- Work instruction: Extract all lines from the data beneath that include the word "inside".

**********

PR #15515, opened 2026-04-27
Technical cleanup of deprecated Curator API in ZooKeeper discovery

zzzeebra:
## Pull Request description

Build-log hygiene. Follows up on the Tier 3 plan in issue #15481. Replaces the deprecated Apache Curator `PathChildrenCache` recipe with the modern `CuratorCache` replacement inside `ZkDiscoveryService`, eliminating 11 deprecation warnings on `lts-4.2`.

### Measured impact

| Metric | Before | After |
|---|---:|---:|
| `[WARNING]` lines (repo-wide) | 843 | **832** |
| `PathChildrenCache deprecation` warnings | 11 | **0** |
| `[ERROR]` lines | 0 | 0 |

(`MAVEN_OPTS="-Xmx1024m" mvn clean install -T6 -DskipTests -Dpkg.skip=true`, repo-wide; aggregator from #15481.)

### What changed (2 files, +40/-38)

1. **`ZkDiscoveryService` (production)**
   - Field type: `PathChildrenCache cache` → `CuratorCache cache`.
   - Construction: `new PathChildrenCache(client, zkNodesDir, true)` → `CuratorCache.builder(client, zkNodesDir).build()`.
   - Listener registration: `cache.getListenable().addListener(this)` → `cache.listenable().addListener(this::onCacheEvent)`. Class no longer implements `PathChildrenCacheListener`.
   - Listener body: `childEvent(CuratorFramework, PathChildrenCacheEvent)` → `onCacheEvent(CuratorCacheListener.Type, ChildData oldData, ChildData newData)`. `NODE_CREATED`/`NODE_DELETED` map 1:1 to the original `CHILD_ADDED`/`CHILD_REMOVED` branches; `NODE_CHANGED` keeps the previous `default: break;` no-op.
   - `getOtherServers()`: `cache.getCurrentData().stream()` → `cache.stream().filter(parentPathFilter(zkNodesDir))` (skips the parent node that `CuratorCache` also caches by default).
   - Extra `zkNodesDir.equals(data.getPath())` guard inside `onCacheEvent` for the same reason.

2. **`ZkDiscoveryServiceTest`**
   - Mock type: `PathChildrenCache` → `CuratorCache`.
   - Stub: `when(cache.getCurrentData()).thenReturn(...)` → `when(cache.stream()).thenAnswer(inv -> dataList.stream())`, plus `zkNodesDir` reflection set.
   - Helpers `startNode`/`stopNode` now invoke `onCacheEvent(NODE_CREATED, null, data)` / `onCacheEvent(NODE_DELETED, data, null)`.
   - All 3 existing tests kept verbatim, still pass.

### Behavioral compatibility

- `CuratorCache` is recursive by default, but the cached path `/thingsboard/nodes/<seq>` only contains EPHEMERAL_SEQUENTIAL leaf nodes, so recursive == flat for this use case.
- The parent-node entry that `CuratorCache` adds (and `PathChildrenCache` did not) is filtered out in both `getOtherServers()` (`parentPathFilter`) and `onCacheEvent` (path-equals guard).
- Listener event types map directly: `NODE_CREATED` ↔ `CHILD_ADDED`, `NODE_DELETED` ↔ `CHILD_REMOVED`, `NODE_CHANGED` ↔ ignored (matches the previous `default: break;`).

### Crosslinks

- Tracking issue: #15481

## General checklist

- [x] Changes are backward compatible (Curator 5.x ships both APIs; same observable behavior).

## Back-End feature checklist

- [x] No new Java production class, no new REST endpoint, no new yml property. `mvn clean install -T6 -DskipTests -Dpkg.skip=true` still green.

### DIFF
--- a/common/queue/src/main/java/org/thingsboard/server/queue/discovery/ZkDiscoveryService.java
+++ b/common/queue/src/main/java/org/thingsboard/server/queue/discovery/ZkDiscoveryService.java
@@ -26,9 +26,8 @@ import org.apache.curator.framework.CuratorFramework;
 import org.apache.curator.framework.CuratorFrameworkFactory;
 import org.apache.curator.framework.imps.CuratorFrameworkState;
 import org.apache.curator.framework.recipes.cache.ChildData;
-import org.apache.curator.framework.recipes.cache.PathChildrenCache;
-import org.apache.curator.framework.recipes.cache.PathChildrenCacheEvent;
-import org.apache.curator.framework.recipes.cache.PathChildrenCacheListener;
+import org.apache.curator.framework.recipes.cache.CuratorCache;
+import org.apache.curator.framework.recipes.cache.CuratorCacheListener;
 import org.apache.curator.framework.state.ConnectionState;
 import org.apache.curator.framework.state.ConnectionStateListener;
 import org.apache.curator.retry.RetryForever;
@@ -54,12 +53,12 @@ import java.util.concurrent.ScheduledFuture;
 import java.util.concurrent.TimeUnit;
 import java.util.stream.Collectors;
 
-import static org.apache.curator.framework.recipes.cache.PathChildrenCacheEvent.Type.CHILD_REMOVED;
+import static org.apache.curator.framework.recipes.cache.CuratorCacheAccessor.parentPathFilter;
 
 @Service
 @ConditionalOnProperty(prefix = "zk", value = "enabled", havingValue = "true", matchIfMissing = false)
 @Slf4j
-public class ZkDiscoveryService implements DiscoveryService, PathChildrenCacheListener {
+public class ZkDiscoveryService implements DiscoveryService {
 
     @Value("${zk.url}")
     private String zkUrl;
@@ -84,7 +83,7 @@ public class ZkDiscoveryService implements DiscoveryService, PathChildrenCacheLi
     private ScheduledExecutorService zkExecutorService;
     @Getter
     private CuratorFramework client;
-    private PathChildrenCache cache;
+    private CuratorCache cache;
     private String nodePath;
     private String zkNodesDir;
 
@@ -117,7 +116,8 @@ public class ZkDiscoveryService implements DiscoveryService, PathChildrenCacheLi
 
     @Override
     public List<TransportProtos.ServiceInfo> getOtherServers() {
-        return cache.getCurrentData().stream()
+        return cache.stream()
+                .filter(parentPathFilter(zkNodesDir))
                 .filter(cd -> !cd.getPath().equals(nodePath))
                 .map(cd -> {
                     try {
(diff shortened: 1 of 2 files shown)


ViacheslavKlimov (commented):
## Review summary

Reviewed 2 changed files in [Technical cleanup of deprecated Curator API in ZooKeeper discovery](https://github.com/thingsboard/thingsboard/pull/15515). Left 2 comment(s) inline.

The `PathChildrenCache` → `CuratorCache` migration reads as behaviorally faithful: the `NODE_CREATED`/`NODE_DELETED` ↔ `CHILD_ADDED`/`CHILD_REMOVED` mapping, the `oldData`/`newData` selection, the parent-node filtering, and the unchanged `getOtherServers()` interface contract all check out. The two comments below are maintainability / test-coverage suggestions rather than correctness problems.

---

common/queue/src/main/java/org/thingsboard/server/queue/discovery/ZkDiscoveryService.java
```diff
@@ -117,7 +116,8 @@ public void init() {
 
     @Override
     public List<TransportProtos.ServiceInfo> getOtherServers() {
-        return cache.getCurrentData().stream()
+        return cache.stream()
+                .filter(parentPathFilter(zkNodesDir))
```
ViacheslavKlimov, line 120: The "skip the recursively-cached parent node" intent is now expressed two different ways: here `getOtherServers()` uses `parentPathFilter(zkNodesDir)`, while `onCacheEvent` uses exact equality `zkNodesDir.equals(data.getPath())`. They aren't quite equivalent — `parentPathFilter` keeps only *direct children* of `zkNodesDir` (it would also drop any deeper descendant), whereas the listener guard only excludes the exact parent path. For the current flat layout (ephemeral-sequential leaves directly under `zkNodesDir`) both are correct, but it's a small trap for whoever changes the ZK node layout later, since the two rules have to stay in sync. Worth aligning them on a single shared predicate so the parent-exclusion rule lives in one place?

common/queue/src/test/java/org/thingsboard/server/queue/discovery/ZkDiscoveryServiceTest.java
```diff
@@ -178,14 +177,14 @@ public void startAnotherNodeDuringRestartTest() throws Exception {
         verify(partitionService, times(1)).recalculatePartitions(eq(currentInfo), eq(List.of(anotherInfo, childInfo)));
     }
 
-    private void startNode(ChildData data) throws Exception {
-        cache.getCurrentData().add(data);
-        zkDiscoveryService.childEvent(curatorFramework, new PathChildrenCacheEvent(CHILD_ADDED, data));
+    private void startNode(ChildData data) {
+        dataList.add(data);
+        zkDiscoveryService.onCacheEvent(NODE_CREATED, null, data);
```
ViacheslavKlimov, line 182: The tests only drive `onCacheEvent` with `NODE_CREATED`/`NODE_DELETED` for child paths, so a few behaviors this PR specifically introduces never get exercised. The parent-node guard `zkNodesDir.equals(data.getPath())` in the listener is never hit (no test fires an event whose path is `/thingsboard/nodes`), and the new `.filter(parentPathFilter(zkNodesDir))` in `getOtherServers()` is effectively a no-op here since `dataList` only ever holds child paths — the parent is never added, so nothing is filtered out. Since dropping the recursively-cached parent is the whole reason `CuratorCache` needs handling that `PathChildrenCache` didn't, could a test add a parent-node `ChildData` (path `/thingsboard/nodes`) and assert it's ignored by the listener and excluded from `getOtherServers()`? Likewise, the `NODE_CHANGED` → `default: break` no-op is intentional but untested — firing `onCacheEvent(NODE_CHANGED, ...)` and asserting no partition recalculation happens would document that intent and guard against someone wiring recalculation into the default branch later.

**********

- The completed task:
Build-log hygiene. Follows up on the Tier 3 plan in issue #15481. Replaces the deprecated Apache Curator `PathChildrenCache` recipe with the modern `CuratorCache` replacement inside `ZkDiscoveryService`, eliminating 11 deprecation warnings on `lts-4.2`.
   - Extra `zkNodesDir.equals(data.getPath())` guard inside `onCacheEvent` for the same reason.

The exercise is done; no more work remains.